From the material below, return every line that includes "logic".

DATA FOR REVIEW >>
----------------

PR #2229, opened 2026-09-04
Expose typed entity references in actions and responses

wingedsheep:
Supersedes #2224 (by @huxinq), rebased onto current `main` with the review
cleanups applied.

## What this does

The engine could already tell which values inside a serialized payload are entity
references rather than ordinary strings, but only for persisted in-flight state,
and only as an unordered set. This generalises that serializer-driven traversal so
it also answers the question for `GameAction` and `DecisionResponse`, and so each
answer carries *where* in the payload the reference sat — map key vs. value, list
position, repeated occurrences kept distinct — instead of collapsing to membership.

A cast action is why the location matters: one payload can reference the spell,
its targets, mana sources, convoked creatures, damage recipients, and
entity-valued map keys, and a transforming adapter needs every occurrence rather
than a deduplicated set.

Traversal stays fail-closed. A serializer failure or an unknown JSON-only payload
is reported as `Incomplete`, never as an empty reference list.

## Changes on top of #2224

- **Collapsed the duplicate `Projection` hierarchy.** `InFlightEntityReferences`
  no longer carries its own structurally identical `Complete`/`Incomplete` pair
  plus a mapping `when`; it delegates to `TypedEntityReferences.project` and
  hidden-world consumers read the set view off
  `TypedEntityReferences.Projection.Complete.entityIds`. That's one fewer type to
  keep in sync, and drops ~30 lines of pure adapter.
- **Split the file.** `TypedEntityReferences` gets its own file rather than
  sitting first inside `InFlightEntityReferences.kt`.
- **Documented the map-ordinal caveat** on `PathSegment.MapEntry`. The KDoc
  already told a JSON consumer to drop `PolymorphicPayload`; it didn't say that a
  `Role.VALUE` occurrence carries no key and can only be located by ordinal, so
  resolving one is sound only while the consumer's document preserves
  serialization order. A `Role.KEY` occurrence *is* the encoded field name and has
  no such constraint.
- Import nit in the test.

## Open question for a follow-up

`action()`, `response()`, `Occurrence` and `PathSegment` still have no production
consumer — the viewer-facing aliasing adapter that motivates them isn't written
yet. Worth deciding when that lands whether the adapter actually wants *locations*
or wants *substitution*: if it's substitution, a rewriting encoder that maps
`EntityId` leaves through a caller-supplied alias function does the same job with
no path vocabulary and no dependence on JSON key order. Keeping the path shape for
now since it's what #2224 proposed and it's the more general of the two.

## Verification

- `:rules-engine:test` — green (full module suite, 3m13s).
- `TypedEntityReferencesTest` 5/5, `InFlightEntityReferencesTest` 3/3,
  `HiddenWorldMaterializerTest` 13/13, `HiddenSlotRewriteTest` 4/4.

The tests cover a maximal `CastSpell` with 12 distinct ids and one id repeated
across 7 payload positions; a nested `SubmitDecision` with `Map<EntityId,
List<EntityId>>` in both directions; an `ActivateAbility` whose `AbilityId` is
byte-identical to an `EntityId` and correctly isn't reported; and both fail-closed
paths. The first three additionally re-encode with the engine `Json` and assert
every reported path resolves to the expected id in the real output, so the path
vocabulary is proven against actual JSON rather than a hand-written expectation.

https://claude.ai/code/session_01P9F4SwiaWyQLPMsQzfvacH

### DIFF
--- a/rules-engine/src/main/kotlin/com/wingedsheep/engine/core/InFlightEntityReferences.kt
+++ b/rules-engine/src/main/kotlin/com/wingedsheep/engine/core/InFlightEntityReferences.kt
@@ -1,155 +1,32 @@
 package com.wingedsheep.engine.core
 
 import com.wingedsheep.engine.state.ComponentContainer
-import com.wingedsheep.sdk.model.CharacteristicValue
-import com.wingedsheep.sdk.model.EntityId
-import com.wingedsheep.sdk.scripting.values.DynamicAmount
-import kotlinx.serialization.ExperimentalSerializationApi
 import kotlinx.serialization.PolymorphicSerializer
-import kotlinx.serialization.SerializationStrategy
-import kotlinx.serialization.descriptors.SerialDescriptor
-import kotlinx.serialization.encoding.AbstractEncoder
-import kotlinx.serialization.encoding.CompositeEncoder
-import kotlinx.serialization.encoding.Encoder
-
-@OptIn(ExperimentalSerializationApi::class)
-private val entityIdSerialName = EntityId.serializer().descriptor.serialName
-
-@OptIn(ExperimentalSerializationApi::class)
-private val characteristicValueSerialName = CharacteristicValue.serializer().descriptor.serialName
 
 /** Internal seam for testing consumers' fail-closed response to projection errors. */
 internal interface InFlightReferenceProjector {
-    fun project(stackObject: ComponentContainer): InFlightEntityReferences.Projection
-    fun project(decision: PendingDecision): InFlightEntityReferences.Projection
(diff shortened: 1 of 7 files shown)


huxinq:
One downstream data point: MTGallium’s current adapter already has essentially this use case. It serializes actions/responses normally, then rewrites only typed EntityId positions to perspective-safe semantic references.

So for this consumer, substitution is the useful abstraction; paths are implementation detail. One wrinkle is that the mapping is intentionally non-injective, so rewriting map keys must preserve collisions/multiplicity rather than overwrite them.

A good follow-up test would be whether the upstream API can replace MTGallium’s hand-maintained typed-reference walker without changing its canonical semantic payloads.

----------------

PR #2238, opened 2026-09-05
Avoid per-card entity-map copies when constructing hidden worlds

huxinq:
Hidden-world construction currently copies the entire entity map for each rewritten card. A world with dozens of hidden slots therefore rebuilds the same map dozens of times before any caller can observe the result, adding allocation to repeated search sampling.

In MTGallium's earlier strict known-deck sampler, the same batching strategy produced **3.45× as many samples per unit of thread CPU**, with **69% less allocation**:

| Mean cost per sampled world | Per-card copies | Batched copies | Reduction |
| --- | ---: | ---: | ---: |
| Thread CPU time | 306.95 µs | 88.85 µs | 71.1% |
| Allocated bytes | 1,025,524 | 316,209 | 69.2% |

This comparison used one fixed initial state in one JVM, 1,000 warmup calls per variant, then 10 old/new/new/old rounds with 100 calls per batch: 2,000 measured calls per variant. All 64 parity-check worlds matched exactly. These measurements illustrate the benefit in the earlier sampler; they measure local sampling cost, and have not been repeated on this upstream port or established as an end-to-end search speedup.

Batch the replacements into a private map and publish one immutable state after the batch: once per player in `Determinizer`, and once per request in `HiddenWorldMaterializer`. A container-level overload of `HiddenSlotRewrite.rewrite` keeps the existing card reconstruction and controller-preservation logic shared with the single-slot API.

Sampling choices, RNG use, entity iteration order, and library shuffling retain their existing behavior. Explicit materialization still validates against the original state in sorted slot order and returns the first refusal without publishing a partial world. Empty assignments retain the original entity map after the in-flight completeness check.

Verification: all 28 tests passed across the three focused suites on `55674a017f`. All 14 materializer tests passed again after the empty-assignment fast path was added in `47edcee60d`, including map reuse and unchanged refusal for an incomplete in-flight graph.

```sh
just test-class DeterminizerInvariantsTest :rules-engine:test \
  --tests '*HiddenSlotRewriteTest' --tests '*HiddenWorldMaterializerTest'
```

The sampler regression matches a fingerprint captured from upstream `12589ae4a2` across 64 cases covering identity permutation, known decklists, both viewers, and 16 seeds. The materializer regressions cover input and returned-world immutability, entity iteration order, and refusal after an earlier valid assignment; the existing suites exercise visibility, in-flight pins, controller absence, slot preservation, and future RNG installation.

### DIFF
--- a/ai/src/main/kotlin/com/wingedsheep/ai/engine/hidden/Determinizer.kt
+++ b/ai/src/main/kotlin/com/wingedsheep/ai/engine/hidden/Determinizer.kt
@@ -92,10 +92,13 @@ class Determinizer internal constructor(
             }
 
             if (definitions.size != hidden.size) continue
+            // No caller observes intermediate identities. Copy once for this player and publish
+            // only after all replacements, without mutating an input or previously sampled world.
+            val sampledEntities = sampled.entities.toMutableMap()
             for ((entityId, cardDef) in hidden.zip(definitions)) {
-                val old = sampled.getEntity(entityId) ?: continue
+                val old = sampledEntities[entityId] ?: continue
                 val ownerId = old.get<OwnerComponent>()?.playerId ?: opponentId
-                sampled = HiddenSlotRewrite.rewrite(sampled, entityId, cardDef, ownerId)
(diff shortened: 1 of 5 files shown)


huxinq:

----------------

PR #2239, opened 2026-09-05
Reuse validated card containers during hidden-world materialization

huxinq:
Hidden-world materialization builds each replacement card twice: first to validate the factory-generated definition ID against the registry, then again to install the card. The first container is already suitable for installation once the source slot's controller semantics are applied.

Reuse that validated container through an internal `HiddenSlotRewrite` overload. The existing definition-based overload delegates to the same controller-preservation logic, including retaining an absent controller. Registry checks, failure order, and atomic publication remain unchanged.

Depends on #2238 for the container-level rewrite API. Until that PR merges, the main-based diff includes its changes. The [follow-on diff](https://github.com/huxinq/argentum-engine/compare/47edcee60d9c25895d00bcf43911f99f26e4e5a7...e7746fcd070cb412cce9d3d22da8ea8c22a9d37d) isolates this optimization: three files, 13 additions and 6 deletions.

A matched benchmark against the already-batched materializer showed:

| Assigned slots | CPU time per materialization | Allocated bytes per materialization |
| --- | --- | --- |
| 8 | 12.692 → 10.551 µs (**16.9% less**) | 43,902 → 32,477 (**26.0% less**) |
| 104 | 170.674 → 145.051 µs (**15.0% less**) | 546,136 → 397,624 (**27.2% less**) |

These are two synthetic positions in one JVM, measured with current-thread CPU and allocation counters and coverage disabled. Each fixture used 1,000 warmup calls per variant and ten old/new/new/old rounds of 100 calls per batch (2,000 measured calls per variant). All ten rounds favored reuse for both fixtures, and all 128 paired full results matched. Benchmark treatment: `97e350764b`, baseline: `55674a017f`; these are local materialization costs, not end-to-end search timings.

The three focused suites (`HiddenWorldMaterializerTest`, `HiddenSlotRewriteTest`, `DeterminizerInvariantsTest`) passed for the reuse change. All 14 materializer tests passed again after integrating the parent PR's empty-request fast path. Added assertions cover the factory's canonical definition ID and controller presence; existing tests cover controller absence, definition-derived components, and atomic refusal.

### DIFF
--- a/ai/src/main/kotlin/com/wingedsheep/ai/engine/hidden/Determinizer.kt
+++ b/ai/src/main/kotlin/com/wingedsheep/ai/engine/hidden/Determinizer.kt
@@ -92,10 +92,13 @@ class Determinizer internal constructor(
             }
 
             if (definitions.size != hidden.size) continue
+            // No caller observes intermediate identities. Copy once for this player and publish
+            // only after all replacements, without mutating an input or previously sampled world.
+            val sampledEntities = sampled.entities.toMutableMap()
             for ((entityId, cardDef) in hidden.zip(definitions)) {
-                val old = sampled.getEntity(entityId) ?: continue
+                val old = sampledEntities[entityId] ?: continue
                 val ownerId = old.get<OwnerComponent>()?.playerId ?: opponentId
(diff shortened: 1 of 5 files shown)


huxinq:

----------------

TASK SOLUTION >>
Batch the replacements into a private map and publish one immutable state after the batch: once per player in `Determinizer`, and once per request in `HiddenWorldMaterializer`. A container-level overload of `HiddenSlotRewrite.rewrite` keeps the existing card reconstruction and controller-preservation logic shared with the single-slot API.
Reuse that validated container through an internal `HiddenSlotRewrite` overload. The existing definition-based overload delegates to the same controller-preservation logic, including retaining an absent controller. Registry checks, failure order, and atomic publication remain unchanged.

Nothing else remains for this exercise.